Check each line of the material that follows, and copy those holding the string "thread".

┌────────

PR #965, opened 2022-10-25
fix adap error spam

### LINKED ISSUE #938: Bug in ADAP Chromatogram builder with Scans "All"
### Basic information

* My operating system: Windows 11
* My MZmine version:  3.2.28

### What happened

Launching the ADAP Chromarogram builder without scan filters leads to a cascade of errors, and MZmine crashes. Error reproduces in multiple different data files. This behavior is not reproduced in case if MS level is set to 2 (though it is not intended method usage, the user can do that for now without warning). 

image

image

The console output shows the following:

`Exception in thread "JavaFX Application Thread" java.lang.StackOverflowError`

`Exception: java.lang.OutOfMemoryError thrown from the UncaughtExceptionHandler in thread "Task controller thread"`

SteffenHeu:
fix #938 

#git shame:
grafik


robinschmid:
I copied the module in 2019 when we moved to modular data model.
So this is not mine :D I just did not remove it.

robinschmid:
Good try of git shame though. I was laughing hard.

└────────

RESULT FOR THIS TASK
`Exception in thread "JavaFX Application Thread" java.lang.StackOverflowError`
`Exception: java.lang.OutOfMemoryError thrown from the UncaughtExceptionHandler in thread "Task controller thread"`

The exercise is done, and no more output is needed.